--- WORK TO BE COMPLETED ---
Output the records that follow, with every character intact.

==== DATASET EXTRACT ====

PR #6757, opened 2025-04-24
Release notes for 2.13.0

wRAR:


docs/news.rst
```diff
@@ -5,21 +5,209 @@ Release notes
...
+
+    - ``scrapy.utils.url.safe_url_string()``
+
+    - ``scrapy.utils.url.url_query_cleaner()``
+
+    - ``scrapy.utils.url.url_query_parameter()``
+
+    - ``scrapy.utils.url._unquotepath()``
+
+    - ``scrapy.utils.url._safe_chars`` attribute
```
Gallaecio, line 70: I wonder if we should remove these 2 from the notes, since they were already private.

docs/news.rst
```diff
@@ -5,21 +5,209 @@ Release notes
...
+    (:issue:`6544`, :issue:`6568`)
+
+-   Added the :setting:`DEFAULT_DROPITEM_LOG_LEVEL` setting and the
+    :attr:`scrapy.exceptions.DropItem.log_level` attribute that allow
+    customizing the log level of the message that is logged when an item is
+    dropped.
+    (:issue:`6603`, :issue:`6608`)
+
+-   Added the :setting:`LOG_VERSIONS` setting that allows customizing the
+    list of software which versions are logged when the spider starts.
```
Gallaecio, line 120:
```suggestion
    list of software whose versions are logged when the spider starts.
```

wRAR:
The test failure is interesting, there is probably a condition where the `ExecutionEngine._start_request_processing()` coroutine (which isn't awaited anywhere) didn't run or didn't finish before the spider was shut down.

Gallaecio:
Hmm… Should we try to address that now, or create a separate issue to look into it later?

Gallaecio (approved):

wRAR:
> Hmm… Should we try to address that now, or create a separate issue to look into it later?

It apparently doesn't happen often and shouldn't happen in normal (not shut down early) spiders so I'll create a separate issue.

====

--- RESULT OF THE EXERCISE ---
PR #6757, opened 2025-04-24
Release notes for 2.13.0

wRAR:


docs/news.rst
```diff
@@ -5,21 +5,209 @@ Release notes
...
+
+    - ``scrapy.utils.url.safe_url_string()``
+
+    - ``scrapy.utils.url.url_query_cleaner()``
+
+    - ``scrapy.utils.url.url_query_parameter()``
+
+    - ``scrapy.utils.url._unquotepath()``
+
+    - ``scrapy.utils.url._safe_chars`` attribute
```
Gallaecio, line 70: I wonder if we should remove these 2 from the notes, since they were already private.

docs/news.rst
```diff
@@ -5,21 +5,209 @@ Release notes
...
+    (:issue:`6544`, :issue:`6568`)
+
+-   Added the :setting:`DEFAULT_DROPITEM_LOG_LEVEL` setting and the
+    :attr:`scrapy.exceptions.DropItem.log_level` attribute that allow
+    customizing the log level of the message that is logged when an item is
+    dropped.
+    (:issue:`6603`, :issue:`6608`)
+
+-   Added the :setting:`LOG_VERSIONS` setting that allows customizing the
+    list of software which versions are logged when the spider starts.
```
Gallaecio, line 120:
```suggestion
    list of software whose versions are logged when the spider starts.
```

wRAR:
The test failure is interesting, there is probably a condition where the `ExecutionEngine._start_request_processing()` coroutine (which isn't awaited anywhere) didn't run or didn't finish before the spider was shut down.

Gallaecio:
Hmm… Should we try to address that now, or create a separate issue to look into it later?

Gallaecio (approved):

wRAR:
> Hmm… Should we try to address that now, or create a separate issue to look into it later?

It apparently doesn't happen often and shouldn't happen in normal (not shut down early) spiders so I'll create a separate issue.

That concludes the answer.